[Dataset entries]
§
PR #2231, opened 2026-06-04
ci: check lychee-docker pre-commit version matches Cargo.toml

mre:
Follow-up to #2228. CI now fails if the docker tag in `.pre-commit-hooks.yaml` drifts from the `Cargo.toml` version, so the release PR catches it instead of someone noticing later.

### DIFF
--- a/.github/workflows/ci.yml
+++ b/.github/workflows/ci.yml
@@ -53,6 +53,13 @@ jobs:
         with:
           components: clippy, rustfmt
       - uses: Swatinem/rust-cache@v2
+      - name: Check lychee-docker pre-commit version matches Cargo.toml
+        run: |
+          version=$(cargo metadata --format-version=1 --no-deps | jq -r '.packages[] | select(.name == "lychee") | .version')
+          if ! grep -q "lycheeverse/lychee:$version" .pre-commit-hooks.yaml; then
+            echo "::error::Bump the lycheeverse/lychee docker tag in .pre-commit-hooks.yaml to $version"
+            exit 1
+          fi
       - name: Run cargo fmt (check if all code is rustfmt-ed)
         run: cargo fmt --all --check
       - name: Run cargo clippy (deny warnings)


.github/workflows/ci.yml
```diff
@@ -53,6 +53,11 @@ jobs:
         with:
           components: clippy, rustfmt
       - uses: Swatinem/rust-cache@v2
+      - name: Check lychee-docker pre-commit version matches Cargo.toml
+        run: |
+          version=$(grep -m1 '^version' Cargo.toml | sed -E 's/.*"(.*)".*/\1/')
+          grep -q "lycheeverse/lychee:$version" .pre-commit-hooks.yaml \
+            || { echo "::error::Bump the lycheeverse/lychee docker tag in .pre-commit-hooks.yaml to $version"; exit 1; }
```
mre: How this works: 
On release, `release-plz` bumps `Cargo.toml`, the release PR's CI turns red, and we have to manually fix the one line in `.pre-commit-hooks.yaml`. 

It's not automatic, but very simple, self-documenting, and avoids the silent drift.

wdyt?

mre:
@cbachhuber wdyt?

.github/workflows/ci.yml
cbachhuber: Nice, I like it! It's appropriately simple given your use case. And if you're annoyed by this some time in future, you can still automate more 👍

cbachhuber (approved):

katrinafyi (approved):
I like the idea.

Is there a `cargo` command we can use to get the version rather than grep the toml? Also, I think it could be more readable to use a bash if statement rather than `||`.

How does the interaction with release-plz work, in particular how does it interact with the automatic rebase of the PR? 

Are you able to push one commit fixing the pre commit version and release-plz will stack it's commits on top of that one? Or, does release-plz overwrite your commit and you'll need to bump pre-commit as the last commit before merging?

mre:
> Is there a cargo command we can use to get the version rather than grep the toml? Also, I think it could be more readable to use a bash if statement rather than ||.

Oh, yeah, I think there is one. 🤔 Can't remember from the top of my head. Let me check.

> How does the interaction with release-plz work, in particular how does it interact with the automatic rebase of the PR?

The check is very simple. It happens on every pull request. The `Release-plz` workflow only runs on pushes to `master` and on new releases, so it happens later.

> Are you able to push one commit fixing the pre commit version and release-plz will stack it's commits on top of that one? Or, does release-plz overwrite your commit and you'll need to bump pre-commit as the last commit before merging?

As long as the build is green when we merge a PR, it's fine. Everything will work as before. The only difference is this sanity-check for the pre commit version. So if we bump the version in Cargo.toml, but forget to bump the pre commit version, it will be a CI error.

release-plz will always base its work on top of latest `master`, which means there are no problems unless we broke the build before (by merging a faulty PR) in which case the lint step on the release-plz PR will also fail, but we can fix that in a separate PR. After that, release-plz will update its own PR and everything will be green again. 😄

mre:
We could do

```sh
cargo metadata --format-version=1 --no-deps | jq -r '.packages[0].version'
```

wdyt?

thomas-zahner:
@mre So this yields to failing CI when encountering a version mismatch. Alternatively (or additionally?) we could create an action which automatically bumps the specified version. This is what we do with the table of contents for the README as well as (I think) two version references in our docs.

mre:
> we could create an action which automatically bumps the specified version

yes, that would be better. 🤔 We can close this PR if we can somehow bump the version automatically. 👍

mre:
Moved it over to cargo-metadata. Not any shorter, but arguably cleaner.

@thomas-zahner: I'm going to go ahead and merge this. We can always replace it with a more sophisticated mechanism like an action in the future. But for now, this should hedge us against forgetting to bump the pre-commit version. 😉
§
Repeat the data in its entirety, word for word.

PR #2231, opened 2026-06-04
ci: check lychee-docker pre-commit version matches Cargo.toml

mre:
Follow-up to #2228. CI now fails if the docker tag in `.pre-commit-hooks.yaml` drifts from the `Cargo.toml` version, so the release PR catches it instead of someone noticing later.

### DIFF
--- a/.github/workflows/ci.yml
+++ b/.github/workflows/ci.yml
@@ -53,6 +53,13 @@ jobs:
         with:
           components: clippy, rustfmt
       - uses: Swatinem/rust-cache@v2
+      - name: Check lychee-docker pre-commit version matches Cargo.toml
+        run: |
+          version=$(cargo metadata --format-version=1 --no-deps | jq -r '.packages[] | select(.name == "lychee") | .version')
+          if ! grep -q "lycheeverse/lychee:$version" .pre-commit-hooks.yaml; then
+            echo "::error::Bump the lycheeverse/lychee docker tag in .pre-commit-hooks.yaml to $version"
+            exit 1
+          fi
       - name: Run cargo fmt (check if all code is rustfmt-ed)
         run: cargo fmt --all --check
       - name: Run cargo clippy (deny warnings)


.github/workflows/ci.yml
```diff
@@ -53,6 +53,11 @@ jobs:
         with:
           components: clippy, rustfmt
       - uses: Swatinem/rust-cache@v2
+      - name: Check lychee-docker pre-commit version matches Cargo.toml
+        run: |
+          version=$(grep -m1 '^version' Cargo.toml | sed -E 's/.*"(.*)".*/\1/')
+          grep -q "lycheeverse/lychee:$version" .pre-commit-hooks.yaml \
+            || { echo "::error::Bump the lycheeverse/lychee docker tag in .pre-commit-hooks.yaml to $version"; exit 1; }
```
mre: How this works: 
On release, `release-plz` bumps `Cargo.toml`, the release PR's CI turns red, and we have to manually fix the one line in `.pre-commit-hooks.yaml`. 

It's not automatic, but very simple, self-documenting, and avoids the silent drift.

wdyt?

mre:
@cbachhuber wdyt?

.github/workflows/ci.yml
cbachhuber: Nice, I like it! It's appropriately simple given your use case. And if you're annoyed by this some time in future, you can still automate more 👍

cbachhuber (approved):

katrinafyi (approved):
I like the idea.

Is there a `cargo` command we can use to get the version rather than grep the toml? Also, I think it could be more readable to use a bash if statement rather than `||`.

How does the interaction with release-plz work, in particular how does it interact with the automatic rebase of the PR? 

Are you able to push one commit fixing the pre commit version and release-plz will stack it's commits on top of that one? Or, does release-plz overwrite your commit and you'll need to bump pre-commit as the last commit before merging?

mre:
> Is there a cargo command we can use to get the version rather than grep the toml? Also, I think it could be more readable to use a bash if statement rather than ||.

Oh, yeah, I think there is one. 🤔 Can't remember from the top of my head. Let me check.

> How does the interaction with release-plz work, in particular how does it interact with the automatic rebase of the PR?

The check is very simple. It happens on every pull request. The `Release-plz` workflow only runs on pushes to `master` and on new releases, so it happens later.

> Are you able to push one commit fixing the pre commit version and release-plz will stack it's commits on top of that one? Or, does release-plz overwrite your commit and you'll need to bump pre-commit as the last commit before merging?

As long as the build is green when we merge a PR, it's fine. Everything will work as before. The only difference is this sanity-check for the pre commit version. So if we bump the version in Cargo.toml, but forget to bump the pre commit version, it will be a CI error.

release-plz will always base its work on top of latest `master`, which means there are no problems unless we broke the build before (by merging a faulty PR) in which case the lint step on the release-plz PR will also fail, but we can fix that in a separate PR. After that, release-plz will update its own PR and everything will be green again. 😄

mre:
We could do

```sh
cargo metadata --format-version=1 --no-deps | jq -r '.packages[0].version'
```

wdyt?

thomas-zahner:
@mre So this yields to failing CI when encountering a version mismatch. Alternatively (or additionally?) we could create an action which automatically bumps the specified version. This is what we do with the table of contents for the README as well as (I think) two version references in our docs.

mre:
> we could create an action which automatically bumps the specified version

yes, that would be better. 🤔 We can close this PR if we can somehow bump the version automatically. 👍

mre:
Moved it over to cargo-metadata. Not any shorter, but arguably cleaner.

@thomas-zahner: I'm going to go ahead and merge this. We can always replace it with a more sophisticated mechanism like an action in the future. But for now, this should hedge us against forgetting to bump the pre-commit version. 😉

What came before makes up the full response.